**Extracted entries**
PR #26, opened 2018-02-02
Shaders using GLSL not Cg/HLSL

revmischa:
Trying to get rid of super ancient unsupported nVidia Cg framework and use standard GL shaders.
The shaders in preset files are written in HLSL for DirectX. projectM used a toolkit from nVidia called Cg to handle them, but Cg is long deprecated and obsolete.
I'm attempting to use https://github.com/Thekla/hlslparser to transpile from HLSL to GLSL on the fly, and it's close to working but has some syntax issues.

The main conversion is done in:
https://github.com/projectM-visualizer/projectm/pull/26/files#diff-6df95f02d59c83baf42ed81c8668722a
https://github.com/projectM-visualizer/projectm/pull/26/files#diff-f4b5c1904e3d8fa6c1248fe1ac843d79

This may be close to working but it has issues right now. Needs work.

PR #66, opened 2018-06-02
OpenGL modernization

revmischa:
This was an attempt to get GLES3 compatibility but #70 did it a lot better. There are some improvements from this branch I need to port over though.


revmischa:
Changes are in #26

...

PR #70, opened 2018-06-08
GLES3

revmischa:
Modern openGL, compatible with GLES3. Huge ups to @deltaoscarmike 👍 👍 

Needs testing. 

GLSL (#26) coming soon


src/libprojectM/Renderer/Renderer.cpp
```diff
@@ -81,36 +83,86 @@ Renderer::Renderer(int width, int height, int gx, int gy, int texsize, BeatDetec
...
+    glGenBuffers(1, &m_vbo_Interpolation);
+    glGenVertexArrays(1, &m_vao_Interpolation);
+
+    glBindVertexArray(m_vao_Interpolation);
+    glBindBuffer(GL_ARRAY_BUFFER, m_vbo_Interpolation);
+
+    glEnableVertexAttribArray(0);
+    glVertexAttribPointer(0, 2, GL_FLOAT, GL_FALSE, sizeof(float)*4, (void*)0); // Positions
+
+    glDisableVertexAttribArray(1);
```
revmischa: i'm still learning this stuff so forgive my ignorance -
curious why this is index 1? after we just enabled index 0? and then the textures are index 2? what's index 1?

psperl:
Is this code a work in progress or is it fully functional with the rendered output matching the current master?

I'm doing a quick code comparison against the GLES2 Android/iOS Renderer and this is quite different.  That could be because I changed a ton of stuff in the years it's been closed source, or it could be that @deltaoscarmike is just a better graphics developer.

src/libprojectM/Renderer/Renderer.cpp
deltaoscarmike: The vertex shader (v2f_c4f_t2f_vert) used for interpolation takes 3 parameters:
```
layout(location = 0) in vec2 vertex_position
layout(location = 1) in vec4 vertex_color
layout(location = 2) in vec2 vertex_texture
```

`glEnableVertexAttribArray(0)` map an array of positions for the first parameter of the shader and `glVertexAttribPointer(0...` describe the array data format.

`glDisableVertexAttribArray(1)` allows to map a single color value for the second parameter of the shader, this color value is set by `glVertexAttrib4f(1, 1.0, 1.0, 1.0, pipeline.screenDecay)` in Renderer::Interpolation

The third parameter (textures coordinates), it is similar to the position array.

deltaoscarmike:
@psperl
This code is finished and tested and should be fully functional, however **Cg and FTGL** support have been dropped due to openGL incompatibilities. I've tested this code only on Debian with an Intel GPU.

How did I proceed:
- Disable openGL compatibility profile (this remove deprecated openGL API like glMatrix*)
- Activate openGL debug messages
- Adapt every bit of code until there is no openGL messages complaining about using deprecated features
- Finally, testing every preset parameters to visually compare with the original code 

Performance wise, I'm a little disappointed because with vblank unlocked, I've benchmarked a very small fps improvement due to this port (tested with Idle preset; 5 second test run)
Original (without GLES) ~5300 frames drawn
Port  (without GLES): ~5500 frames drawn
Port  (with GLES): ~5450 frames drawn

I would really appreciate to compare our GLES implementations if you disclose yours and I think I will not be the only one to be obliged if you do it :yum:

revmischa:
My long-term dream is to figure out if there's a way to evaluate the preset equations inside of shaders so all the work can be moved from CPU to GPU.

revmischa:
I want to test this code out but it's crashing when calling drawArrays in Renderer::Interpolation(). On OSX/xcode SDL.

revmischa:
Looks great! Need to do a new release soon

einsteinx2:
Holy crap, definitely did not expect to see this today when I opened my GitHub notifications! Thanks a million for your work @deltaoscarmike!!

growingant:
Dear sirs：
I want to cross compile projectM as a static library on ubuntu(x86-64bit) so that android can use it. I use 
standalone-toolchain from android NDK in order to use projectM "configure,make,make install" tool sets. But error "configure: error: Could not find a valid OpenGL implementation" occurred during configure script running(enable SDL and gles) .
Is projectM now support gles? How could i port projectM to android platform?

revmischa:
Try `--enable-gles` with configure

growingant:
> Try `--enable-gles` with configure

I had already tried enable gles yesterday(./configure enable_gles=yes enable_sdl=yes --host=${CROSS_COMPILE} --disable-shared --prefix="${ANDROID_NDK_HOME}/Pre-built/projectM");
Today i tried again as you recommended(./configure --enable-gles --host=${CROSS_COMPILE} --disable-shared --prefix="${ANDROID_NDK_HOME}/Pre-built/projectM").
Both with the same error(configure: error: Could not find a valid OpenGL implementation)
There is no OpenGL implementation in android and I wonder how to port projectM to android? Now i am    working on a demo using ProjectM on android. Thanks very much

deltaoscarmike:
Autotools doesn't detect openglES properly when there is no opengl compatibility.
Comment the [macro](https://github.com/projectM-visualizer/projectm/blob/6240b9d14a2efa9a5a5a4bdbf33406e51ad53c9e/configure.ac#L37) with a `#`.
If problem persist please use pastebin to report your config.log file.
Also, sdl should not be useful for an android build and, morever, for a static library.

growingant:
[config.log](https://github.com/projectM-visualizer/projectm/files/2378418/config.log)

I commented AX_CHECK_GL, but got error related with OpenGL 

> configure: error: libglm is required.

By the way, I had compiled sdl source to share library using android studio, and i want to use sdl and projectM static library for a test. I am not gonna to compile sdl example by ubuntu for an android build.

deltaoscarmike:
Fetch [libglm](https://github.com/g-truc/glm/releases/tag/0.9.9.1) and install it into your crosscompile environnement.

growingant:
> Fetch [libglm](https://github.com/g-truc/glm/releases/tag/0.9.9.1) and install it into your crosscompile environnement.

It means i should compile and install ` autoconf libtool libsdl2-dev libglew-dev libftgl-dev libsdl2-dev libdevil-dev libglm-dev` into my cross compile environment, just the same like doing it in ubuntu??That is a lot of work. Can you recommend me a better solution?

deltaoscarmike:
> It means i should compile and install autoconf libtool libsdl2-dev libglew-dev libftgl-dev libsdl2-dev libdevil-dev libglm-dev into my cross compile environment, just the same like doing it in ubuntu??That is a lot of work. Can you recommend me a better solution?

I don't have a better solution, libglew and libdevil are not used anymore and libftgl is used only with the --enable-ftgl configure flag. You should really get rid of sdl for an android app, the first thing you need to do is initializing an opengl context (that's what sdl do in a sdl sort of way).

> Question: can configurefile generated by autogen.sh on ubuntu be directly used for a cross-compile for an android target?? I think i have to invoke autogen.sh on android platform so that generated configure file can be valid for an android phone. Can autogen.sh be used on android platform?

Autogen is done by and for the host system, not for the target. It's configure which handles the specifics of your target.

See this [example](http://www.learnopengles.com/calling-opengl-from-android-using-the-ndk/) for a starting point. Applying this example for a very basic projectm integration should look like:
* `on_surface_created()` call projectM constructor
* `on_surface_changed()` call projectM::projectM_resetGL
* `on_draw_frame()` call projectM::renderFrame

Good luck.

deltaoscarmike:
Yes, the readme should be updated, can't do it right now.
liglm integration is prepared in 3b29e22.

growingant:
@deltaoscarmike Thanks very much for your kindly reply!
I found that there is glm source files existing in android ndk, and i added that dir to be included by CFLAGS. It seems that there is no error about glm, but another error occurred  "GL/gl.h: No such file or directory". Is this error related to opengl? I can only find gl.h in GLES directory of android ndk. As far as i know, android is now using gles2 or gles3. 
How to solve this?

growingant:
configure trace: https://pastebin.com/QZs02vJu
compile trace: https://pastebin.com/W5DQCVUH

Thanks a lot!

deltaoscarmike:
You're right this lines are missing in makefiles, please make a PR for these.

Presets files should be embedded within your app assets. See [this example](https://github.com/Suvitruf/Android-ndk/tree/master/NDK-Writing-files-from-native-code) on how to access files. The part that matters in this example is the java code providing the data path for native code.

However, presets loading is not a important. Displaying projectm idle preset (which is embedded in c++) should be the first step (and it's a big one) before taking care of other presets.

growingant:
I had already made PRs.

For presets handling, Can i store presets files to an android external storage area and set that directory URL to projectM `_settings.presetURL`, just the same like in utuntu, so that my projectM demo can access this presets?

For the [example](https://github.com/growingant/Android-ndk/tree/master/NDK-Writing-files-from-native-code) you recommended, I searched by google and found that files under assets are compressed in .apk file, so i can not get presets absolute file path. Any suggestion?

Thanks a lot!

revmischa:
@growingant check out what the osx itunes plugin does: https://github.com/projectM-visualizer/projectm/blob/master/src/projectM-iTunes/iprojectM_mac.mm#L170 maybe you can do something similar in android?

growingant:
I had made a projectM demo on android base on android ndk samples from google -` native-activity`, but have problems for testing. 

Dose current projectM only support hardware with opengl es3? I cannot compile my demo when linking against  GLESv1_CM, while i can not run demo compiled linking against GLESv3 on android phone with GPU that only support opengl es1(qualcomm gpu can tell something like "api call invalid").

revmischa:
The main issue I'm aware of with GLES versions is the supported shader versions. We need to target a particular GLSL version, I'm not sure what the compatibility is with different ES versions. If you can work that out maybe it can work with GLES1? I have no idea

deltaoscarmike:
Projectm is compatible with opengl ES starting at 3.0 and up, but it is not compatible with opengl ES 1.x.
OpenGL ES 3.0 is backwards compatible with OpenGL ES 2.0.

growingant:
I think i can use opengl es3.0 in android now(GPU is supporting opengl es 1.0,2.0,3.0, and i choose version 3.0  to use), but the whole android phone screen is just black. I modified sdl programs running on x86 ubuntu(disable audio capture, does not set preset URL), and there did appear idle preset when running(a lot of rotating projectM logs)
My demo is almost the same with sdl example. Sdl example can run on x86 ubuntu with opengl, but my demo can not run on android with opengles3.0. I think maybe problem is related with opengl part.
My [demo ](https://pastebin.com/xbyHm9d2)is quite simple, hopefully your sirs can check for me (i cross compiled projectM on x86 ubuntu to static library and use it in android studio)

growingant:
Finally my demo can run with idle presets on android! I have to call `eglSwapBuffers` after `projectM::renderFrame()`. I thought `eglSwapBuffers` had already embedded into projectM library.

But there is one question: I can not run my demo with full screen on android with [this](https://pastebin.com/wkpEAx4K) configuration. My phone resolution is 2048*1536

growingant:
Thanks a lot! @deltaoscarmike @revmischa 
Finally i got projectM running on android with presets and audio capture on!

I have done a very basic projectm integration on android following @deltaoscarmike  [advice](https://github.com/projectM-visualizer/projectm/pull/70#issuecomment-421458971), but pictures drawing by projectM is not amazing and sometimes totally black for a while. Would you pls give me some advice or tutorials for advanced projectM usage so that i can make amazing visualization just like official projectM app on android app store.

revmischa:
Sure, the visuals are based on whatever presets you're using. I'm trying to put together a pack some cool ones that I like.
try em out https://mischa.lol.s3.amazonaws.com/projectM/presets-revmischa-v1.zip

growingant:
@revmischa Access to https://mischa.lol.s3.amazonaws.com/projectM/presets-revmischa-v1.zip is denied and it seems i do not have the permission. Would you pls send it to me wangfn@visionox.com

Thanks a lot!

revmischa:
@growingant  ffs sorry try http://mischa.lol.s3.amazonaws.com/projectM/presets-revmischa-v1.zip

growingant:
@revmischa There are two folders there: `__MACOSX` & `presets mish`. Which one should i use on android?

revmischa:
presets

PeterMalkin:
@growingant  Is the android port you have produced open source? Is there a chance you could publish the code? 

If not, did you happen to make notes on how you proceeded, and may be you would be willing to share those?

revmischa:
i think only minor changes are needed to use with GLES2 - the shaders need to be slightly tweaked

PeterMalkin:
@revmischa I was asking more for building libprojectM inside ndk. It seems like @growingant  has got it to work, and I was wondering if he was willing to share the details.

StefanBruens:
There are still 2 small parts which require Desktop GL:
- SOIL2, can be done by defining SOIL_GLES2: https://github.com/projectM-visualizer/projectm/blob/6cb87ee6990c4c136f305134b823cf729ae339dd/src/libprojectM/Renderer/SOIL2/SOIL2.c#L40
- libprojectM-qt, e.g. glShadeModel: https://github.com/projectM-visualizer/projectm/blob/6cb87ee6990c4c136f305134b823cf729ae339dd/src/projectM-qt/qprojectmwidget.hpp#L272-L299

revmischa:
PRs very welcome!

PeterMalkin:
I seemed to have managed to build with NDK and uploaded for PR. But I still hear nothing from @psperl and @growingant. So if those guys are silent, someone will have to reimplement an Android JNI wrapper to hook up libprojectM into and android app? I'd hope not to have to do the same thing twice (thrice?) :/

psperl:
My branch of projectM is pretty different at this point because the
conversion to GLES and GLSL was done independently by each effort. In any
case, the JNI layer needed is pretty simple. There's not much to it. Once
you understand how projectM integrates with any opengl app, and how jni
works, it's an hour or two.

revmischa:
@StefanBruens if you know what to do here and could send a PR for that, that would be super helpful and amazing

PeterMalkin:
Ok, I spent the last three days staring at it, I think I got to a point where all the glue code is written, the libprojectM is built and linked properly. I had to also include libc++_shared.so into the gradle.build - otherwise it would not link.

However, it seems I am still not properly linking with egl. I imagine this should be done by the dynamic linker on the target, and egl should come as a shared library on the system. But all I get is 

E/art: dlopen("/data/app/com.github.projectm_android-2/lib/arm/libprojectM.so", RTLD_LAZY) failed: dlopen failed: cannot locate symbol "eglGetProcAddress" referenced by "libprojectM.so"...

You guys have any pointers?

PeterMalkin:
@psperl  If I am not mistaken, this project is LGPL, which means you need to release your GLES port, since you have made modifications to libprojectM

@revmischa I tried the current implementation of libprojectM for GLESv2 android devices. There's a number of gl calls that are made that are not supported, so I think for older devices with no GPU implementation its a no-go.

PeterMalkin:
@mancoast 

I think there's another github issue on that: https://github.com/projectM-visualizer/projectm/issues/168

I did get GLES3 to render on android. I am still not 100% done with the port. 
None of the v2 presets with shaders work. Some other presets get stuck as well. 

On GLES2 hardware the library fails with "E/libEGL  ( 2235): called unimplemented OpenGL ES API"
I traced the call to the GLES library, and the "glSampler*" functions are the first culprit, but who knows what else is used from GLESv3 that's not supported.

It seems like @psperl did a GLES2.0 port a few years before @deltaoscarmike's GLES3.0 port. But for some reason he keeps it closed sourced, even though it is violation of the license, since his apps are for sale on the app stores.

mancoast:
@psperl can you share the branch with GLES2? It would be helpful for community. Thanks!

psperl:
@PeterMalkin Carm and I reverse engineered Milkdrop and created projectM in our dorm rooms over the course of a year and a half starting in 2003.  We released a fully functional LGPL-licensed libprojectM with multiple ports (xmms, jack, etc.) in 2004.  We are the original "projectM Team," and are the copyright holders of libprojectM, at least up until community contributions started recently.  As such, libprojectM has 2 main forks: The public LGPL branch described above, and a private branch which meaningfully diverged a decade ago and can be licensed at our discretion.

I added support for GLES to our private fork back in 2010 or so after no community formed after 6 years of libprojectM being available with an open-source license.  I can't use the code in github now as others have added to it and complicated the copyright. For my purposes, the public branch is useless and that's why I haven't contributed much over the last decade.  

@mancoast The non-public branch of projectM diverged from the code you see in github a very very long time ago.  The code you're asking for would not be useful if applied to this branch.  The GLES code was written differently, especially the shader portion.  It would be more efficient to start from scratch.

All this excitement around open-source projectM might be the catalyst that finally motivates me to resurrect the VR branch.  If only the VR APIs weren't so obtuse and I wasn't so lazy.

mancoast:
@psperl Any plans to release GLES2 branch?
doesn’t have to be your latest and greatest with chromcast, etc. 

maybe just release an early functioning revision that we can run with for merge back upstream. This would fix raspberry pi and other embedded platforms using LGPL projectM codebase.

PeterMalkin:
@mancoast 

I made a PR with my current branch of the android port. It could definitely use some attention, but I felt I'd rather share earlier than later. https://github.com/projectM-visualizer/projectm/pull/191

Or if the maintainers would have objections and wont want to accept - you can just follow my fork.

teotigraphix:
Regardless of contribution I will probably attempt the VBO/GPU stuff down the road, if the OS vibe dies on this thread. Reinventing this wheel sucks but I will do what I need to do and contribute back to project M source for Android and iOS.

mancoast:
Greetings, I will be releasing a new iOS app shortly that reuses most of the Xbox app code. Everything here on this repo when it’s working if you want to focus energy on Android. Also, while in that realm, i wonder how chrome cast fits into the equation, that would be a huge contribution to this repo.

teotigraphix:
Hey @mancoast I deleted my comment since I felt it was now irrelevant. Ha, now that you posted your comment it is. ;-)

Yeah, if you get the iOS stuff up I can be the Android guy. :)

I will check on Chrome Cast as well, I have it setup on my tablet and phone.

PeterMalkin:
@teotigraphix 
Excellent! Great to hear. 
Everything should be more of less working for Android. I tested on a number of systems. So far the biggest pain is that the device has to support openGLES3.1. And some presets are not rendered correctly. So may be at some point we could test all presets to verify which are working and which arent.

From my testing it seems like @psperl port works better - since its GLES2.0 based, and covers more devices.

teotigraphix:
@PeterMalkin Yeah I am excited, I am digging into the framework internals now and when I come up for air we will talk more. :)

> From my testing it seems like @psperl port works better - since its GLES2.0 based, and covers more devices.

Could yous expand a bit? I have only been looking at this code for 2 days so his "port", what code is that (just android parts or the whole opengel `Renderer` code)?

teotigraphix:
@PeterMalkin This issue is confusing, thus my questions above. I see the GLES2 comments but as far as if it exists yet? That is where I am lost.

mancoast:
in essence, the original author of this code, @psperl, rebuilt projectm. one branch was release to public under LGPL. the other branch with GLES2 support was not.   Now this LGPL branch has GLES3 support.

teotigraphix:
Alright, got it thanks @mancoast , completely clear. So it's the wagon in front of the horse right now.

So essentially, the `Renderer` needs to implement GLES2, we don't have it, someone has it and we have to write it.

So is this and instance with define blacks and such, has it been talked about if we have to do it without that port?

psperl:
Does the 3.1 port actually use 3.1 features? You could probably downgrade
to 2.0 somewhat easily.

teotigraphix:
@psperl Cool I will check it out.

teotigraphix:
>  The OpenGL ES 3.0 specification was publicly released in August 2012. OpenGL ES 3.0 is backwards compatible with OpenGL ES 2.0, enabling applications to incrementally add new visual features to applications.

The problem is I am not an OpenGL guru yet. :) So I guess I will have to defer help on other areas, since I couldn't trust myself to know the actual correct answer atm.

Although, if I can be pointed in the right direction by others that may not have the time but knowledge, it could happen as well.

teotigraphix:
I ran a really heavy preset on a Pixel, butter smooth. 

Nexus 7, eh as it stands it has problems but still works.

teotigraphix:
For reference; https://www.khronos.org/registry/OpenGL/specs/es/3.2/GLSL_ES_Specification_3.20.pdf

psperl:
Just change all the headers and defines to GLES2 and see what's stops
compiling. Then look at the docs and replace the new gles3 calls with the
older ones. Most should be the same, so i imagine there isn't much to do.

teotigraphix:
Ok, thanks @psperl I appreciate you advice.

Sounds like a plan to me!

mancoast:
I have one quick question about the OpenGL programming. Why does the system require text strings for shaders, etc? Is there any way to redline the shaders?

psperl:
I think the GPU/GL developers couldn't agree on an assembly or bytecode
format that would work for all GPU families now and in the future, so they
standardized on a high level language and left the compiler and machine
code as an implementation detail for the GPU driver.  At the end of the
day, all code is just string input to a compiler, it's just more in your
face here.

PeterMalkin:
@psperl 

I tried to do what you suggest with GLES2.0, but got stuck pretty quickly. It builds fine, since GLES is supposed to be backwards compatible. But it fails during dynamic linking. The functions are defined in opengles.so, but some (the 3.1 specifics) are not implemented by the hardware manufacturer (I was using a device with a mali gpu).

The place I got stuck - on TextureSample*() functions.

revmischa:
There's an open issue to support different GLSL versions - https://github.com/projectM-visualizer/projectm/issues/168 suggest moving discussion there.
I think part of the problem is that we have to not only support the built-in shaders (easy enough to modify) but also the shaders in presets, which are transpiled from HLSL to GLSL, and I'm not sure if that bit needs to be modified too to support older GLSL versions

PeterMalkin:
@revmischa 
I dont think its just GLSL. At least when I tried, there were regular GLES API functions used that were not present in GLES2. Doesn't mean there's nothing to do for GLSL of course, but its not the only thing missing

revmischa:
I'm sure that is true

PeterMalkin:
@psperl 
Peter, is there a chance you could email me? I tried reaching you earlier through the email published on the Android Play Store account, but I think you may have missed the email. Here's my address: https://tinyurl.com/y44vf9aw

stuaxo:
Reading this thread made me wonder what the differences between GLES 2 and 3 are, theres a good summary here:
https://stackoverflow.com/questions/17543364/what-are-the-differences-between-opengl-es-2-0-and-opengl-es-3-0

==

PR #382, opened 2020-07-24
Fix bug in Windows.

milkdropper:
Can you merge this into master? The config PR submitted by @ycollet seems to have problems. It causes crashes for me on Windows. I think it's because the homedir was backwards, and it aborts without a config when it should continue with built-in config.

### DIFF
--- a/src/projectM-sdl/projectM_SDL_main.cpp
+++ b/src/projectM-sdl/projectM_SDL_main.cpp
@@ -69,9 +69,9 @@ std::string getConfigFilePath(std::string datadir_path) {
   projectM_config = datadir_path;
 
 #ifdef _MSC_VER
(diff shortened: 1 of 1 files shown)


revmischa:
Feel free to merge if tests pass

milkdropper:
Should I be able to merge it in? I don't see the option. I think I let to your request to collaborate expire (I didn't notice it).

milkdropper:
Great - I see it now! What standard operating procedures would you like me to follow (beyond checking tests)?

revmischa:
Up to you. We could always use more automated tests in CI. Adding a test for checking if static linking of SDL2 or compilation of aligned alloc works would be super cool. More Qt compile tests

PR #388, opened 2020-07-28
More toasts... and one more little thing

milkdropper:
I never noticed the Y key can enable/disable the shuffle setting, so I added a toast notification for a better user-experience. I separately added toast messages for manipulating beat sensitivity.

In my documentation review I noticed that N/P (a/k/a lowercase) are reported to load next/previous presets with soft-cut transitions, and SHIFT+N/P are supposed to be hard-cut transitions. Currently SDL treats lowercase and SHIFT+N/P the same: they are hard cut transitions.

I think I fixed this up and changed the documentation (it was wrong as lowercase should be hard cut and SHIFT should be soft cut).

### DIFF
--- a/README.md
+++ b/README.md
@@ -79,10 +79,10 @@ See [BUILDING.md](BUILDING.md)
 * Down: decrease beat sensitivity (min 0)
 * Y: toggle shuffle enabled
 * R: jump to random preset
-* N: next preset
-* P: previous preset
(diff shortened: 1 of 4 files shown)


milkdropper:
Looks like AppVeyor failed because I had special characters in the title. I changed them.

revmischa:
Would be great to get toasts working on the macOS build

**Directions**
The lines to extract from the data above begin with the line containing "I added support" and end with the line containing "doesn’t have to". Extract them exactly, including both.

**Solution for this problem**
I added support for GLES to our private fork back in 2010 or so after no community formed after 6 years of libprojectM being available with an open-source license.  I can't use the code in github now as others have added to it and complicated the copyright. For my purposes, the public branch is useless and that's why I haven't contributed much over the last decade.  

@mancoast The non-public branch of projectM diverged from the code you see in github a very very long time ago.  The code you're asking for would not be useful if applied to this branch.  The GLES code was written differently, especially the shader portion.  It would be more efficient to start from scratch.

All this excitement around open-source projectM might be the catalyst that finally motivates me to resurrect the VR branch.  If only the VR APIs weren't so obtuse and I wasn't so lazy.

mancoast:
@psperl Any plans to release GLES2 branch?
doesn’t have to be your latest and greatest with chromcast, etc. 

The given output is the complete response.